— Exercise materials —
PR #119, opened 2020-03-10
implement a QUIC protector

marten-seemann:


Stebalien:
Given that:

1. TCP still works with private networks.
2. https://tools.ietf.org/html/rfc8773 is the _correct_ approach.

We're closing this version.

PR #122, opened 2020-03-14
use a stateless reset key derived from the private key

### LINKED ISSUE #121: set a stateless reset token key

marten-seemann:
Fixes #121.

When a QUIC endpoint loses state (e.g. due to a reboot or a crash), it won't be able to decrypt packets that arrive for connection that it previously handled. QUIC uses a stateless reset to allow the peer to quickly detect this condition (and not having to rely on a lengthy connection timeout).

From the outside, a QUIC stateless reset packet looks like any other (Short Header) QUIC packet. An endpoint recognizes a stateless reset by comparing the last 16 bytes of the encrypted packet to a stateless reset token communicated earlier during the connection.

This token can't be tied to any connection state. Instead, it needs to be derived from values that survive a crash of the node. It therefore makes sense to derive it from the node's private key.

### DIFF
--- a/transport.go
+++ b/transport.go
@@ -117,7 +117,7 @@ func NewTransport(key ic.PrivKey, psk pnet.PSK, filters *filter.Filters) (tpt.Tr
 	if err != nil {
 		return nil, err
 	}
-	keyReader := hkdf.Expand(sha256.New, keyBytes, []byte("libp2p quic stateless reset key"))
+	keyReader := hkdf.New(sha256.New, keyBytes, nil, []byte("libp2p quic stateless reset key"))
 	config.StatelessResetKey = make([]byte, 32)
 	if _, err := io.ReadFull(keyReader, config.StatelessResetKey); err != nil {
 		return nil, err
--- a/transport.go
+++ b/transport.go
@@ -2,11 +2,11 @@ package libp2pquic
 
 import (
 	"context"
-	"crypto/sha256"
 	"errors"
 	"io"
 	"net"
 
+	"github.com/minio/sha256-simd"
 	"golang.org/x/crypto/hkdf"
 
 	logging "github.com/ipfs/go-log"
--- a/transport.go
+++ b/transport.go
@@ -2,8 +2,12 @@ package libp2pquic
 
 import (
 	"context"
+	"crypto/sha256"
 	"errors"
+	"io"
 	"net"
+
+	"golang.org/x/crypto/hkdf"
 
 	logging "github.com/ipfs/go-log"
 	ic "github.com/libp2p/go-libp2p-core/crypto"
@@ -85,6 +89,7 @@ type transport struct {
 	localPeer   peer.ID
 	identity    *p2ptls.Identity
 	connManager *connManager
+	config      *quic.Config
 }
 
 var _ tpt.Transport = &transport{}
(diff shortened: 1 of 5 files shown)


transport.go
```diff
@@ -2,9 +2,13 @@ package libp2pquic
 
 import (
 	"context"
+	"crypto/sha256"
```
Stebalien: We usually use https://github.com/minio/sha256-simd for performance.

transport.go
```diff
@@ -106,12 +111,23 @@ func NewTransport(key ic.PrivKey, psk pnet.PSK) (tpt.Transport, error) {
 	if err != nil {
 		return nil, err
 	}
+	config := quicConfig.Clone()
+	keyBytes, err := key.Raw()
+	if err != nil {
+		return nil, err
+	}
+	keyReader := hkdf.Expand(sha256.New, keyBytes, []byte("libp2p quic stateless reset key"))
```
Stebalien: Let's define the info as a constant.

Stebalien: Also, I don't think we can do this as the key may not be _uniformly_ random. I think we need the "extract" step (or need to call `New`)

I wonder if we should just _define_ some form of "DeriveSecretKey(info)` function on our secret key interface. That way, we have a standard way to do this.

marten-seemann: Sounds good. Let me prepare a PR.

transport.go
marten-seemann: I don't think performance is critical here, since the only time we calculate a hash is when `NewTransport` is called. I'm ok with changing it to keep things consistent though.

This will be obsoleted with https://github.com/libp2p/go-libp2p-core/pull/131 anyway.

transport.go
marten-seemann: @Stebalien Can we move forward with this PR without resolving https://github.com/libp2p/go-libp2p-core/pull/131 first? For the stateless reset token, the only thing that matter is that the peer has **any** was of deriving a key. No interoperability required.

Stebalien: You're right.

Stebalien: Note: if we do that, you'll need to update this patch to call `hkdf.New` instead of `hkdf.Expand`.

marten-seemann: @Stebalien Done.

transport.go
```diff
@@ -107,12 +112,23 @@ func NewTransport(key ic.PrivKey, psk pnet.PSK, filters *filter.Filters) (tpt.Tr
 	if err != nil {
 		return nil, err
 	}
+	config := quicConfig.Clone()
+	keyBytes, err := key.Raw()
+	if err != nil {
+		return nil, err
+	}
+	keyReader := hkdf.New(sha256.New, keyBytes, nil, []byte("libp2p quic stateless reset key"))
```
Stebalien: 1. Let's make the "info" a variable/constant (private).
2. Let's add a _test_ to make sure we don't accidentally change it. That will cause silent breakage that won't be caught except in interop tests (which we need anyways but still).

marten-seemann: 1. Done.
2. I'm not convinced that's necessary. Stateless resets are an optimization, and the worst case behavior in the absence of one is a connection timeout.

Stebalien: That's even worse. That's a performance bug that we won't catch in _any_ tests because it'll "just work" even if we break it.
==
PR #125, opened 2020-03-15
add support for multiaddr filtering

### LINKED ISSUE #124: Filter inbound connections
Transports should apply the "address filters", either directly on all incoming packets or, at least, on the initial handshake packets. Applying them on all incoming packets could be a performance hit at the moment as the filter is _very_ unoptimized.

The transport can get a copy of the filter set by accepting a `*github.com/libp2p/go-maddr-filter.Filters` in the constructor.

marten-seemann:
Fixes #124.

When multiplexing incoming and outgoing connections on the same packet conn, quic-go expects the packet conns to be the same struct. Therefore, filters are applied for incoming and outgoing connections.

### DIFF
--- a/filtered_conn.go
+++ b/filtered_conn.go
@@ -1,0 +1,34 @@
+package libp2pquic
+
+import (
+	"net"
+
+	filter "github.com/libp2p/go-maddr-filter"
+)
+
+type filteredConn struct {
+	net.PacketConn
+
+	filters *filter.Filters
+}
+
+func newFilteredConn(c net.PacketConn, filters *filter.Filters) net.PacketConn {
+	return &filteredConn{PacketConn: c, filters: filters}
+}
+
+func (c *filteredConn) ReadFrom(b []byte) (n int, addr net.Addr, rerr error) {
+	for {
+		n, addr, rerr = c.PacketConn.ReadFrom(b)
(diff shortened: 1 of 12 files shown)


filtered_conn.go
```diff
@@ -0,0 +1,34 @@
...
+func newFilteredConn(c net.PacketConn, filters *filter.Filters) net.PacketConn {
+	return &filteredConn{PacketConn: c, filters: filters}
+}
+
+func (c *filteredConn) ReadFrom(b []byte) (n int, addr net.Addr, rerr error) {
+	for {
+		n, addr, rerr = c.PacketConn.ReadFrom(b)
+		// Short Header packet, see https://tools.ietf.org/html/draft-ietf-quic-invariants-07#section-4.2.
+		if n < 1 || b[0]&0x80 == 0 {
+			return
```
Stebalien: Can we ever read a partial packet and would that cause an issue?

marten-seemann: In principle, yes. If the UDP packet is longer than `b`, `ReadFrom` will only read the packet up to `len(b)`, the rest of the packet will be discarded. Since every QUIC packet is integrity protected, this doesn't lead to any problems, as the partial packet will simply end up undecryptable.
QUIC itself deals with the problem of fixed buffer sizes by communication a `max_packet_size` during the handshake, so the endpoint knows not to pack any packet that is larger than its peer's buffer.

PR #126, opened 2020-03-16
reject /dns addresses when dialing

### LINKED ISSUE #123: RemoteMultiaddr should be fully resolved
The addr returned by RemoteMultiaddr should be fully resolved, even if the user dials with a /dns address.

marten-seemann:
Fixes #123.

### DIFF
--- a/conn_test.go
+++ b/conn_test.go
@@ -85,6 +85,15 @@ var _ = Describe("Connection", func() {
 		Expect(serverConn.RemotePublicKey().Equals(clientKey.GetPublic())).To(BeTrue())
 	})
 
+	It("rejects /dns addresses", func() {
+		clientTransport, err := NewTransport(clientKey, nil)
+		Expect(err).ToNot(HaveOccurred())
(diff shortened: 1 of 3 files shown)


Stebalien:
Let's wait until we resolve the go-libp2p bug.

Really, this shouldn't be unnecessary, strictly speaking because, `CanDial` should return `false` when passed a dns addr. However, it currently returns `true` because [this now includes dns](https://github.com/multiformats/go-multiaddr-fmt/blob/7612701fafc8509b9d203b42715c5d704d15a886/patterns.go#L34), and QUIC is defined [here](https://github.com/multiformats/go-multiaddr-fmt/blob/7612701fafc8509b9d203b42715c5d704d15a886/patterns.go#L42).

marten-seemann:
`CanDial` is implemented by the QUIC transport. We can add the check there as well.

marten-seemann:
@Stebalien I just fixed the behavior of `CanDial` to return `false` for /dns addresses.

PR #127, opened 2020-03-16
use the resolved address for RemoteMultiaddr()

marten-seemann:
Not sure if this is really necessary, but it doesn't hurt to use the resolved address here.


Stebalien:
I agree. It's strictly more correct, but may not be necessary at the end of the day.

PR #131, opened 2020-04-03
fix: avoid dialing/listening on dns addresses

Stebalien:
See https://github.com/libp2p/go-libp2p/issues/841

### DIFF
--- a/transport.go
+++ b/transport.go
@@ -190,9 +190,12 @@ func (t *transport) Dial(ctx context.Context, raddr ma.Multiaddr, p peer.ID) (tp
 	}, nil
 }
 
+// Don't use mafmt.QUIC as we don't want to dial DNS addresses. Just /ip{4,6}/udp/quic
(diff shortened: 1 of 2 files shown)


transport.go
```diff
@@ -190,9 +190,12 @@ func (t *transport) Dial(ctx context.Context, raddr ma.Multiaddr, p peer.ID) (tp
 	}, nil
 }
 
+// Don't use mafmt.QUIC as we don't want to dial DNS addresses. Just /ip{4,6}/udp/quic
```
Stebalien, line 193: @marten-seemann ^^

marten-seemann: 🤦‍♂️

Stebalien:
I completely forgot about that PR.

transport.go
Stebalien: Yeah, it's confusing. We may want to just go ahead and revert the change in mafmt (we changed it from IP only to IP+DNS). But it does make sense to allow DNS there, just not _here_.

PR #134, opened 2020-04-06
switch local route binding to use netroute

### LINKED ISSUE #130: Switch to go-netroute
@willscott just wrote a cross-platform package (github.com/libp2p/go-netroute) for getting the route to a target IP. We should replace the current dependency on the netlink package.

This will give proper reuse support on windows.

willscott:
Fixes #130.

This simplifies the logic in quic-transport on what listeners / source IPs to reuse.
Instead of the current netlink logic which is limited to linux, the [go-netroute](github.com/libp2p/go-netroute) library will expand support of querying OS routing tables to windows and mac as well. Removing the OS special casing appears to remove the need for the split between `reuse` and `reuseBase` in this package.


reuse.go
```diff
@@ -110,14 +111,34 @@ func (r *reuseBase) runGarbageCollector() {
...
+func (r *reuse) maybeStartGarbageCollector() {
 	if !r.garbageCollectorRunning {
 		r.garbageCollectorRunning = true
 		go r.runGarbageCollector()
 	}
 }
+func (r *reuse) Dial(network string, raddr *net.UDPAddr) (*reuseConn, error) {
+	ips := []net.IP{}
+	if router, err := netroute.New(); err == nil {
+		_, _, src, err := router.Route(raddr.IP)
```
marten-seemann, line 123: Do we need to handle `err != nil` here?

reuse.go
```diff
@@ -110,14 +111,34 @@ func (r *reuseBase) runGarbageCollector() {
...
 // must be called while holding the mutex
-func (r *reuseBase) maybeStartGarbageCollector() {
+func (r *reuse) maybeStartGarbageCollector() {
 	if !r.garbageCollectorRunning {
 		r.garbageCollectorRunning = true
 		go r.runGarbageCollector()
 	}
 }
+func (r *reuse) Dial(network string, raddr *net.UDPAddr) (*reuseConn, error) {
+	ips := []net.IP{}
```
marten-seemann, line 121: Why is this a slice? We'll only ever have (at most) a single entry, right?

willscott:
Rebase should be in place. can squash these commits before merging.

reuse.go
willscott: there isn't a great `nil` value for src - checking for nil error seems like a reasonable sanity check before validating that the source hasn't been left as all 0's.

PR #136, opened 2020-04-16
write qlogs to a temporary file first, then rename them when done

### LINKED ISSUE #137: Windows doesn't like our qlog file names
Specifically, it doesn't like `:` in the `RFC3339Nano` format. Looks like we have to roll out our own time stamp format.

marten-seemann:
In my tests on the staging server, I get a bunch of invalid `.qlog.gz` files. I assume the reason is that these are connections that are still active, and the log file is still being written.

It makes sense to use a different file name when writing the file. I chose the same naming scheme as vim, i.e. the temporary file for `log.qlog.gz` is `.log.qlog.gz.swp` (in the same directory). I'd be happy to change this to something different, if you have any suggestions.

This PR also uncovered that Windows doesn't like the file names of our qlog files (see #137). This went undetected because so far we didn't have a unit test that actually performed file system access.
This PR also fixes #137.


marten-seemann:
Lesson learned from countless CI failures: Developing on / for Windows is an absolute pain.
==
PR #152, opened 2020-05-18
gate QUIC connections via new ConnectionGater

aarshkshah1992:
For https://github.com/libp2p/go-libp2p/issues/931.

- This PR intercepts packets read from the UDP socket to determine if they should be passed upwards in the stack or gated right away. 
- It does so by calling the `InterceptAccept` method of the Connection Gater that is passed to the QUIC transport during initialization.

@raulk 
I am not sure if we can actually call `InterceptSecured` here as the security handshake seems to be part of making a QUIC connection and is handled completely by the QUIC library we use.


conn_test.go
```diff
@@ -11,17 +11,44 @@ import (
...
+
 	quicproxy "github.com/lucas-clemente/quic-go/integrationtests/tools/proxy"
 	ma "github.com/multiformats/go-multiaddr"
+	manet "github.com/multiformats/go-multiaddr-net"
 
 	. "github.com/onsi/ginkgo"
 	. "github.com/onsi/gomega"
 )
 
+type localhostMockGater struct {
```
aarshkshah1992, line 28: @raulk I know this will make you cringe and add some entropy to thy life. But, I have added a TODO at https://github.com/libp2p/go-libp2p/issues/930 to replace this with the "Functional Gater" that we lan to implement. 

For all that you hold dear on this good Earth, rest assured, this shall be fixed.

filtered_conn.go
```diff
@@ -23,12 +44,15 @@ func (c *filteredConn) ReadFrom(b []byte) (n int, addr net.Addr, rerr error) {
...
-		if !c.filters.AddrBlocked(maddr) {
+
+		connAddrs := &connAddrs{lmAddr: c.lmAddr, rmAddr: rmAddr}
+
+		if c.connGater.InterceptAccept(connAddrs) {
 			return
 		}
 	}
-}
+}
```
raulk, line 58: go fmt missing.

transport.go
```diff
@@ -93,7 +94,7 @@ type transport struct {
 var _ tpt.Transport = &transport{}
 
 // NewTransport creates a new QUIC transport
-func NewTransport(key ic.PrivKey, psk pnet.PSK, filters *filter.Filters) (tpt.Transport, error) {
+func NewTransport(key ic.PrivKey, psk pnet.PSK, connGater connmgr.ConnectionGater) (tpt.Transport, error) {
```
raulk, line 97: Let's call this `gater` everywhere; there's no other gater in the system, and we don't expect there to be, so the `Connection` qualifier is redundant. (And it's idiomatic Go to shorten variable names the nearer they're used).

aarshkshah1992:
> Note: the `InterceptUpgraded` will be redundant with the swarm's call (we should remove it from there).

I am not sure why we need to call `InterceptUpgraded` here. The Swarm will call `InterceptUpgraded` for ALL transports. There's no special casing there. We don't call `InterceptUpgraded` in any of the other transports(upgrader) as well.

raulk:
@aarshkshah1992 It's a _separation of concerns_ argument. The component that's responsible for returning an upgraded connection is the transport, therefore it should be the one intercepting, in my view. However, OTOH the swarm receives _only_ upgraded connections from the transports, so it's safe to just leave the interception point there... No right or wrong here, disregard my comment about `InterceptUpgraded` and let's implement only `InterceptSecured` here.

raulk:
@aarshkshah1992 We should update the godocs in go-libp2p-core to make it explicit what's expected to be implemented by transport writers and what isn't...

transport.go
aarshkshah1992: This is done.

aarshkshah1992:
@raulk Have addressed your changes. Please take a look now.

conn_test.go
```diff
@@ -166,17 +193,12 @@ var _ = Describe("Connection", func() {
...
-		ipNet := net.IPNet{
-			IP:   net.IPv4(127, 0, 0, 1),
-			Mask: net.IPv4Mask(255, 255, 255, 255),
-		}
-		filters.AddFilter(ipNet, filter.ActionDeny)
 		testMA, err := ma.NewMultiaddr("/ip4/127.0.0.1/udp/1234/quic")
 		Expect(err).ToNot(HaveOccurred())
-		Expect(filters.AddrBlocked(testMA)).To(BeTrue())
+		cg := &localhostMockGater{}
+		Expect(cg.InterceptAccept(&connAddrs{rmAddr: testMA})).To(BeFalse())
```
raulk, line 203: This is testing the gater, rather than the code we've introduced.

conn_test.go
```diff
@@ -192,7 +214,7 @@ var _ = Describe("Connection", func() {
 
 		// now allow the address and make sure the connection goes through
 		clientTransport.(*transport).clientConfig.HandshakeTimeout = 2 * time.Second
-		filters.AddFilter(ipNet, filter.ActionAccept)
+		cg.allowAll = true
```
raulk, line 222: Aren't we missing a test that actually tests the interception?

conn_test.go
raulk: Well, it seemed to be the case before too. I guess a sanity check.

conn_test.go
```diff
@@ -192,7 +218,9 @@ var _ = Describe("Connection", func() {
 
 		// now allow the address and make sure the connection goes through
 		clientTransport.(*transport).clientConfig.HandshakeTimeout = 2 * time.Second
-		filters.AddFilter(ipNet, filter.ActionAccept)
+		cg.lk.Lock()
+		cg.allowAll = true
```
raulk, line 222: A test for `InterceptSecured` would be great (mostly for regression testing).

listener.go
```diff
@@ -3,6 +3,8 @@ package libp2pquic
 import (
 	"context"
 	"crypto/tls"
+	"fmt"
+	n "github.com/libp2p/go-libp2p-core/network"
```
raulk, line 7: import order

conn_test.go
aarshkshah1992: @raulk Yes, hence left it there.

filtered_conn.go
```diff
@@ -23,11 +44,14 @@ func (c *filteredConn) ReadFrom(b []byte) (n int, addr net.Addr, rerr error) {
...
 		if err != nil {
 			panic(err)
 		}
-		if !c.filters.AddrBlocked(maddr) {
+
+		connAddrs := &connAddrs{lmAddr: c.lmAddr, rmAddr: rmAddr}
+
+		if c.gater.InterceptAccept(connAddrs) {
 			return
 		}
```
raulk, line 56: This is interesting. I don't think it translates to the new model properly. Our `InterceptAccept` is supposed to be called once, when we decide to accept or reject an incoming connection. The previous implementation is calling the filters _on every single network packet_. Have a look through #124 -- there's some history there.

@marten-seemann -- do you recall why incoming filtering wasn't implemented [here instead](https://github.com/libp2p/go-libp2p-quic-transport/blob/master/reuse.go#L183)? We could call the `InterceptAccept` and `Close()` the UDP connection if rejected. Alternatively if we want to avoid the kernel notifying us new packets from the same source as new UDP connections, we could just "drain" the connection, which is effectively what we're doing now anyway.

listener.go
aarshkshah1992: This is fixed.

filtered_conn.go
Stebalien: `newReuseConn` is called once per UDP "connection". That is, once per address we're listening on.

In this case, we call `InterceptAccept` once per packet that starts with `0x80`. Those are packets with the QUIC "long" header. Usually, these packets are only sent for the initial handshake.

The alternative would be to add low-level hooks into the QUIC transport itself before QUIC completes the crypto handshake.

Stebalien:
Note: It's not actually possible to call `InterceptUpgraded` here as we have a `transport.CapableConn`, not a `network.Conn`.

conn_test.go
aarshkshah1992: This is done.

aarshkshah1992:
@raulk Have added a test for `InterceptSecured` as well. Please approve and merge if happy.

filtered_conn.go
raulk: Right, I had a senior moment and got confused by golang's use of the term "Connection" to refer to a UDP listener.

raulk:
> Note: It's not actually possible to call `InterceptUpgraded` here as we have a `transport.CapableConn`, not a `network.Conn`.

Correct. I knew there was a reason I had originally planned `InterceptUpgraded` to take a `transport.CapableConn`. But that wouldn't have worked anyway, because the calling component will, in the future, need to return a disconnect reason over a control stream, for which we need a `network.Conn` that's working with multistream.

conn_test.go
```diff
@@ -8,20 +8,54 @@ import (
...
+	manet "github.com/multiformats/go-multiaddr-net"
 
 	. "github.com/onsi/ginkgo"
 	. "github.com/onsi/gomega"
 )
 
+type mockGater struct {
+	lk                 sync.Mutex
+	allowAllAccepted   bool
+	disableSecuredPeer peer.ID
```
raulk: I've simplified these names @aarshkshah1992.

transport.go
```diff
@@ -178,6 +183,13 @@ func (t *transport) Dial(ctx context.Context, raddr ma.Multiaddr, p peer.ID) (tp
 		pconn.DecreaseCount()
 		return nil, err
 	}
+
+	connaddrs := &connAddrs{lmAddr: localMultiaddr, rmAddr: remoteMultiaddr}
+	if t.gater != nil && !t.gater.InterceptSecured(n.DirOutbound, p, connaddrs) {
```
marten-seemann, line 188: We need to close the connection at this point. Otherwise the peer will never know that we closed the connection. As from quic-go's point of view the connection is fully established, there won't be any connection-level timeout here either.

— What is required —
Every line holding the word "fixed" should be copied out of the records above.

— Solution to the problem —
QUIC itself deals with the problem of fixed buffer sizes by communication a `max_packet_size` during the handshake, so the endpoint knows not to pack any packet that is larger than its peer's buffer.
@Stebalien I just fixed the behavior of `CanDial` to return `false` for /dns addresses.
For all that you hold dear on this good Earth, rest assured, this shall be fixed.
aarshkshah1992: This is fixed.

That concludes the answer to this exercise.